Also dieses wild rumprobieren wird Dich nicht zum Ziel bringen (außer jemandem geht die Geduld aus und gibt die richtige Lösung ... aber dann ist der Lerneffekt gleich Null!).

Also erst einmal die Frage, was die einzelnen Dinge sind bzw. wären:

a) Circle - das ist einfach nur eine Klasse. Als Parameter taugt es also absolut nichts. Eine Klasse nur über den Namen kann man nicht übergeben. (sprich: remove(Circle) ist Quatsch!)
b) Circle.ballon - Circle ist eine Klasse haben wir bei a) gesagt. Klassenname.Variablenname wäre das Ansprechen einer Klassenvariable. Hat die Klasse Circle eine statische Variable (= Klassenvariable) ballon? Nein? ==> Also ist remove(Circle.ballon) Quatsch.
c) remove(...) -> Das ist ein Methodenaufruf.

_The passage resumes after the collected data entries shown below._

PR #263, opened 2016-09-20
Feature proposal: add reaction that allows the user to explicitly notify watchers

grav:
This pull request is an extension to the api `reagent.ratom/make-reaction-notify`, that allows creation of reactions that allow for explicit notification of watchers. 

This way, it is possible to create a reaction that for instance wraps asynchronicity:

```
(def input (r/atom 42))

(def squareroot-of-input (reagent.ratom/make-reaction-notify (fn [notify] (-> (js/fetch (str "http://heavymath.com/squareroot/" @input))
                                                      (.then notify)))))

(def result (reaction (* 2 @squareroot-of-input)))

(defn view []
   [:p (str "The double square-root of " @input " is " @result)])

```

Here, the `squareroot-of-input` reaction will fire when `input` changes, and then notify the `result` reaction when the xhr request is done.

It's possible to call `notify` several times in a function. It's not a new feature for FRP libraries (I've used it in RxJS and Reactive Cocoa), I just couldn't find anything similar in Reagent.

The implementation is very crude, so it's more a kind of proposal for a feature than a final implementation.

### DIFF
--- a/src/reagent/ratom.cljs
+++ b/src/reagent/ratom.cljs
@@ -493,6 +493,25 @@
     reaction))
 
 
+(defn make-reaction-notify [f & args]
+  (let [reaction (apply make-reaction f args)]
+    ;; override _run method of Reaction type so that it calls f with the `notify` function
+    (set! (.-_run reaction) (fn [check]
+                                 (let [oldstate (.-state reaction)
+                                       notify (fn [res] (when-not (.-nocache? reaction)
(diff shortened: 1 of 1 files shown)


Deraen:
Closing this 8 year old proposal. Now, looking at this idea, it does seem interesting in some cases. Some other features in React (`useEffect` etc) also can be used do deal with similar cases.

I've opened a issue to document this, in case I want to come back to consider this later: #616

PR #270, opened 2016-10-20
Add test showing Reagent running disposed reactions

danielcompton:
While fixing https://github.com/Day8/re-frame/pull/259 we noticed that Reagent was happily running reactions that had been disposed of. This commit adds a failing test exposing that behaviour. I'm not sure exactly what the right behaviour is here, but I don't think Reagent should silently allow this.


Deraen:
I'm finally taking a look at this, as I'm trying to merge or close all extra PRs.

It would seem reasonable that Reactions can't be "forced to run" after disposing of them. But I also wonder if this is such a low-level use that we want to leave this to the users to avoid.

But OK, `dispose!` is exposed in core ns.

At the very least, we should document the expected behaviour here.

Deraen:
The test case is merged, with broken assertion commented out. Further decisions on #617.

Issue #265, opened 2016-10-05
Supporting controlled custom inputs components


madvas:
Hi,

Speaking for all users of [cljs-react-material-ui](https://github.com/madvas/cljs-react-material-ui) with reagent. We hit the problem, that reagent's caret repositioning hack doesn't work for [TextField component](http://www.material-ui.com/#/components/text-field).

I prepared very simple demonstration [project](https://github.com/madvas/reagent-material-ui), which is basically fresh reagent template with cljs-react-material-ui. After bit of a hacking with reagent code, we figured out if we overwrite `reagent.impl.template/input-component?` like [this](https://github.com/madvas/reagent-material-ui/blob/4aba539b27bec2cde5d87ee3abc52dc43cea2fe0/src/cljs/reagent_material_ui/core.cljs#L16-L21) we can make repositioning work. That last condition is how to reliably identify TextField component, even after advanced optimisations. 

However this hack has undesired side-effect. We can no longer set value programmatically, only by typing with keyboard. As you can see [here](https://github.com/madvas/reagent-material-ui/blob/4aba539b27bec2cde5d87ee3abc52dc43cea2fe0/src/cljs/reagent_material_ui/core.cljs#L25-L25) if you uncomment line, you'll see value doesn't change for `ui/text-field`, but for `:input` it works ok. 

This way I'd like to kindly ask you for an advise how could we make repositioning for TextField work. I don't see too much into repositioning internals, not sure if we can somehow hack TextField component, or changes to Reagent will be needed.

Thank you very much

Deraen:
#282 is merged and released as 0.8.0-alpha2

metametadata:
Although I'm a bit late to the party as the fix is already merged, I have 2 concerns with it:

1) The new API isn't documented anywhere at the moment. The example of using the new hooks looks quite [scary](https://github.com/madvas/cljs-react-material-ui/issues/17#issuecomment-268807607).
2) I suspect there's a possibility to provide the universal solution without touching Reagent core and making the API much simpler, smt. like:

```clj
(def text-field (reagent-input-fixer/fix 
                              (r/adapt-react-class (aget js/MaterialUI "TextField"))))
```

This can be implemented as a new lib or as an utility function in Reagent.

[...]

PR #282, opened 2016-12-23
Support synthetic text input components

arbscht:
Submitting PR for review and discussion at this stage.

**Problem:** Reagent controls text input components to handle updates and caret repositioning correctly, but this assumes that only `<input>` elements are rendered by text input components in Hiccup. This excludes Reagent users that, for example, wrap their `<input>` element in a `<div>` or otherwise have arbitrary behaviour/structure. The result is that these components have caret positioning bugs, as seen in #265.

**Proposed solution:** Add more affordances to Reagent's input handling API so that "synthetic" input components (i.e. not just rendering `<input>` at the root) can inform Reagent of how to locate the correct input element to manage within its DOM tree; and what to do when values change.

In particular, in `template.cljs`:

* Take a map of options with `r/adapt-react-class` with optional overrides for input handling where applicable.
* Allow `input-component?` to detect synthetic inputs as input components needing caret control on user interactive updates.
* Allow `input-set-value` to be intercepted by synthetic inputs so they can refine which `node` is the correct input element inside their DOM subtree.
* Add a hook for `on-write` so synthetic inputs can respond appropriately to manage their special local state when new values are meant to be written to the component.
* Allow intercepting `on-change` so synthetic inputs can transform values or sync state.

These were all motivated by #265 so that cljs-react-material-ui could get its TextField component working with Reagent's input handling, but the changes are meant to be agnostic of client quirks. You can see an example of usage in this snippet: https://github.com/madvas/cljs-react-material-ui/issues/17#issuecomment-268807607

How does this approach look?

### DIFF
--- a/src/reagent/impl/template.cljs
+++ b/src/reagent/impl/template.cljs
@@ -112,55 +112,68 @@
   [input-type]
   (contains? these-inputs-have-selection-api input-type))
 
-(defn input-set-value [this]
+(declare input-component-set-value)
+
+(defn input-node-set-value
+  [node rendered-value dom-value component {:keys [on-write]}]
+  (if-not (and (identical? node ($ js/document :activeElement))
+            (has-selection-api? ($ node :type))
+            (string? rendered-value)
+            (string? dom-value))
+    ;; just set the value, no need to worry about a cursor
+    (do
+      ($! component :cljsDOMValue rendered-value)
+      ($! node :value rendered-value)
+      (when (fn? on-write)
+        (on-write rendered-value)))
+    
+    ;; Setting "value" (below) moves the cursor position to the
+    ;; end which gives the user a jarring experience.
+    ;;
+    ;; But repositioning the cursor within the text, turns out to
+    ;; be quite a challenge because changes in the text can be
+    ;; triggered by various events like:
+    ;; - a validation function rejecting a user inputted char
+    ;; - the user enters a lower case char, but is transformed to
+    ;;   upper.
+    ;; - the user selects multiple chars and deletes text
+    ;; - the user pastes in multiple chars, and some of them are
+    ;;   rejected by a validator.
+    ;; - the user selects multiple chars and then types in a
+    ;;   single new char to repalce them all.
+    ;; Coming up with a sane cursor repositioning strategy hasn't
+    ;; been easy ALTHOUGH in the end, it kinda fell out nicely,
+    ;; and it appears to sanely handle all the cases we could
+    ;; think of.
+    ;; So this is just a warning. The code below is simple
+    ;; enough, but if you are tempted to change it, be aware of
+    ;; all the scenarios you have handle.
+    (let [node-value ($ node :value)]
+      (if (not= node-value dom-value)
+        ;; IE has not notified us of the change yet, so check again later
+        (batch/do-after-render #(input-component-set-value component))
+        (let [existing-offset-from-end (- (count node-value)
+                                         ($ node :selectionStart))
+              new-cursor-offset        (- (count rendered-value)
+                                         existing-offset-from-end)]
+          ($! component :cljsDOMValue rendered-value)
+          ($! node :value rendered-value)
+          (when (fn? on-write)
+            (on-write rendered-value))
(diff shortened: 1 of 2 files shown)


edannenberg:
Is there anything we can do to help getting this merged?

alvatar:
This is a pretty big bug affecting https://github.com/madvas/cljs-react-material-ui/issues/17#issuecomment-268807607, making the text fields almost unusable. I'll be happy to help with this too.

superstructor:
This is a serious bug. Text fields are pretty fundamental to any application. What are the next steps to get this merged as soon as possible please ? @Deraen

alvatar:
Yes please.

alvatar:
Wait, this PR is from 2016. Why is this issue neglected? It doesn't make sense. This is a pretty serious bug.

arbscht:
> Why is this issue neglected? It doesn't make sense. This is a pretty serious bug.
I don't know if there's anything in the roadmap or architecture that is blocking this change. But it is relatively hairy and also will require some co-ordination with cljs-react-material-ui (or whatever client lib) to ultimately resolve for users. That said, I'm available and happy to work through reviews/make changes, answer questions, add docs/tests, etc. I rebased the PR recently so it should still be reviewable. Let us know @Deraen.

Deraen:
I do have limited time to work on Reagent, and I have chosen to work first on things that are high priority for myself (Foreign libs / Node modules support, new test runner, React 16). Currently things are pretty much blocked while I ponder when to release 0.8.0 with just the React dependency change, but after that I plan on merging new features.

superstructor:
@Deraen I understand you may have limited time, but we do not. @arbscht and myself would be paid to do the work necessary to get this merged. Others have also offered to help if nessecery. 

This is not a feature, this is a critical bug impacting large production users of reagent. It makes text fields unusable when reagent is used with some popular component libraries like Material-UI. 

It's also understandable that you have different immediate priorities for reagent, but for us this is the top priority. 

We are not asking for you to do the work. All we are asking as production users of reagent is that you trust some of the community enough to delegate getting this merged so that the whole community of users can benefit from bug-free text fields, and everyone doesn't have to maintain their own reagent fork. 

If it needs tests, more documentation, rebasing on other work, or anything else we will get whatever is needed done on our own time. We happy to minimise the impact on your time as much as possible.

Deraen:
Regarding release cycle, my original plan was to only release the dependency change as part of 0.8, but fixing some potential problems with that is taking longer than I hoped. If I were to now release beta or rc with current changes, I would probably wait ~2 weeks before proper release.

Alternative would be to include this and some other changes in 0.8. This would make for larger release, which I don't like much, but this fix would possibly be released faster (I could at least cut another alpha soon). Opinions?

src/reagent/impl/template.cljs
```diff
@@ -270,13 +342,20 @@
 (declare as-element)
 
 (defn native-element [parsed argv first]
-  (let [comp ($ parsed :name)]
+  (let [comp ($ parsed :name)
+        synthetic-input ($ parsed :syntheticInput)
+        synthetic-on-update ($ parsed :syntheticOnUpdate)
```
Deraen: Move `synthetic-on-update` and `synthetic-on-change` under the then branch of `if` where checking for `synthetic-input`, so that these aren't unnecessarily evaluated for each element.

arbscht: @Deraen Thanks for looking it over!

> But my point is, if I understand correctly, this change only affects `adapt-react-class`? Other cases should work already.

Yes I believe you're right, I could have been more specific, this is about `adapt-react-class`.

arbscht:
> Alternative would be to include this and some other changes in 0.8. This would make for larger release, which I don't like much, but this fix would possibly be released faster (I could at least cut another alpha soon). Opinions?

+1 for this option. A bigger release is not ideal, but a lot of us have been awaiting this bugfix for some time already. Also it would be suboptimal if this bugfix got entangled with even more high-cost upgrades in a future release, so earlier is better IMO.

alvatar:
oh yeah! Thanks @Deraen and everyone!

PR #301, opened 2017-06-01
Improve assert messages all around

jeaye:
This aims to steer away from error messages like this:

image


jeaye:
What's the schedule looking like for merging?

PR #306, opened 2017-07-12
Unified React require

Deraen:
ClojureScript 1.9.854 allows using the same require form for npm-deps, cljsjs packages and Node target.

```
;; cljs
(ns ... (:require [react-dom :as react-dom]))

(react-dom/render ...)

;; foreign-lib
:global-exports {react-dom ReactDOM}
;; Cljs call is compiled to
var a = window.ReactDOM;
a.render(...)
;; or something similar

;; :target :nodejs
var a = require("react-dom");
a.render(...)

;; npm-deps
module$foo$bar$react$react-dom.render(...)
;; where module$foo$bar$react$react-dom is name for converted Closure module
```

Version built using `:npm-deps` is online at https://reagent-project.github.io/reagent-site-npm-deps-test/. In this version the React code is optimized using Closure, which results in a bit smaller output: 463K -> 440K JS, non-gzipped.


Deraen:
This should be mostly ready now that Cljs 1.9.854 is out.

Unless someone has comments about this, I plan on merging this to master soon and releasing a SNAPSHOT.

I think next version (0.8) will include only this change, as this change will required the new Cljs version, and it will take some time for everyone to upgrade to that.

project.clj
```diff
@@ -93,7 +95,12 @@
                                        "examples/geometry/src"]
                         :compiler {:parallel-build true
                                    :main "reagentdemo.core"
-                                   :output-to "outsite/public/js/main.js"}}}}
+                                   :output-to "outsite/public/js/main.js"
+                                   :language-in :ecmascript6
+                                   :language-out :ecmascript3
+                                   :npm-deps {:react "15.6.1"
+                                              :react-dom "15.6.1"
+                                              :create-react-class "15.5.3"}}}}}
```
wodin: Why `:create-react-class "15.5.3"` when above you have `:dependencies [cljsjs/create-react-class "15.6.0-1"]`?

Deraen: Just a mistake.

Issue #272, opened 2016-11-06
Handle thrown exceptions


danielcompton:
React doesn't handle exceptions particularly gracefully out of the box. Exceptions thrown during rendering will bubble up and destroy all of the components up to the root, without calling lifecycle methods. https://github.com/facebook/react/issues/2461 is an issue that tracks this.

This exception handling behaviour affects us in re-frame. If app code throws an exception while rendering, then the component is destroyed without calling component-will-unmount, and Reagent doesn't decrement the watch count on the reaction (re-frame subscription). Because the watch count is inaccurate, Reagent never calls the on-dispose, and the subscription stays in the re-frame cache, causing further issues.

It looks like if we provide [`unstable_handleError`](https://github.com/facebook/react/blob/ef99e7e096cb661de0e72f93a442fbfeaaa07b1c/src/renderers/shared/stack/reconciler/ReactCompositeComponent.js) as a method on a Reagent component, then the initial mount is called in a try/catch. unstable_handleError is unstable, but this may be worth investigating, either now or later on when React marks it as stable.

pesterhazy:
Here's my attempt at creating an "error boundary" using the `unstable_handleError` API: https://gist.github.com/pesterhazy/d163a8b3f1f1c6a0dac235858776c14b

If used to wrap a root component as explained in the gist, the component gracefully handles exceptions thrown downstream in the component hierarchy.

Let me know if that works for you.

Deraen:
Would be great to have this improved in the next release.

pesterhazy:
This came up on clojurians the other day. Timothy mentioned that when he tested this recently, Reagent (and React) was able to recover from exceptions thrown in the render functions. I also wasn't able to reproduce the original problem anymore (but didn't try too hard), even without the error boundary set.

I tried to go through React's changlog to see if any recent changes could have fixed this but didn't find anything.

Is it possible that somehow recently this problem has been solved, either on React's or Reagent's side?

If the problem persists ("unable to read property of" or similar errors thrown after fixing an exception in a render method and rerendering), a minimal repro case would be very helpful.

danielcompton:
https://facebook.github.io/react/blog/2017/07/26/error-handling-in-react-16.html is the way this will be handled in React 16. It seems like it should be pretty easy to support in Reagent.

Deraen:
[...]

PR #308, opened 2017-08-03
Update default React to version 16

Deraen:
Needs some fixes:

```
21 failures, 1 errors.
```

We should also use Error Boundaries:  #272  https://facebook.github.io/react/blog/2017/07/26/error-handling-in-react-16.html


dustingetz:
Is anyone using this branch successfully?

jeaye:
Looks like the official React 16 release was today, which is going to spark some more interest. An update on this would be great.

dustingetz:
haven't tried it yet but shouldn't it just work

Deraen:
Updated to final version

```
23 failures, 1 errors.
```

package.json
```diff
@@ -1,10 +1,10 @@
 {
     "dependencies": {
         "browser-resolve": "^1.11.2",
-        "create-react-class": "^15.5.3",
+        "create-react-class": "^15.6.0",
         "module-deps": "^4.1.1",
-        "react": "^15.5.3",
-        "react-dom": "^15.5.3",
+        "react": "^16.0.0",
+        "react-dom": "^16.0.0",
```
YurySolovyov: why not strict?

Deraen: As these have always been like this, and I don't know much about Node best practices.

So it would be best to not usre any specifiers, ~ or ^ etc.?

YurySolovyov: Well, on the `:npm-deps` you have them strict, so at least for consistency.
I think it would be better to have a bit more determinism by omitting the `^`

seako: best to not use any specifiers imo. that way one can test against a known good configuration and know that users will get that same configuration.

Deraen:
No hurry on this one - Reagent already supports React 16 - this one just changes the default React version and removes separate test cases for React 16.

grav:
@Deraen Do you have a working example of React 16 with Reagent?

I've tried using Reagent 0.8.0-alpha2 with React 16.0.0-0, and a minimal example:

```
(defn app []
  [:div "hello"])

(reagent.core/render [app] (.getElementById js/document "app"))
```

 throws an error 
```
react-dom.inc.js:15986 Uncaught TypeError: getNextDebugID is not a function
    at ReactCompositeComponentWrapper.instantiateReactComponent [as _instantiateReactComponent] (react-dom.inc.js:15986
...
```

I've verified that I am actually running React 16 from the js console:
```
> React.version
< "16.0.0"
```

Deraen:
The demo app should work:

```
cd test-environments/browser-umd-react-16
lein figwheel
```

Check that you have correct version of all cljsjs React packages using `lein deps :tree` / `boot show -d`.

grav:
Yes, sorry, I only had `cljsjs/react`, not `cljsjs/react-dom` for React 16. Now it works!

YurySolovyov:
FWIW [React 16.1.0 is released](https://github.com/facebook/react/releases/tag/v16.1.0)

Und wenn da nur so der Name der Methode geschrieben steht, dann bedeutet dies, dass im Kontext (das wäre bei einer Instanzmethode die aktuelle Instanz und bei einer Klassenmethode die Klasse) eine Methode remove ist, die aufgerufen werden soll. Hast Du in der Klasse BallonPlatzen, die Du geschrieben hast, eine Methode remove? Nein? ==> Aufruf ist somit Quatsch.

Ich hoffe, das ist etwas, das Du erst einmal nachvollziehen konntest. Bei jedem dieser Versuche meckert der Compiler mit einer Aussage. Das ist dann meist einfach eine Umschreibung auf Englisch. Kann man sich ansehen, aber erst einmal ist wichtig, dass man den Code versteht, sprich: Was habe ich da überhaupt hingeschrieben? Und dann das Verständnis, wieso das nicht funktioniert hat....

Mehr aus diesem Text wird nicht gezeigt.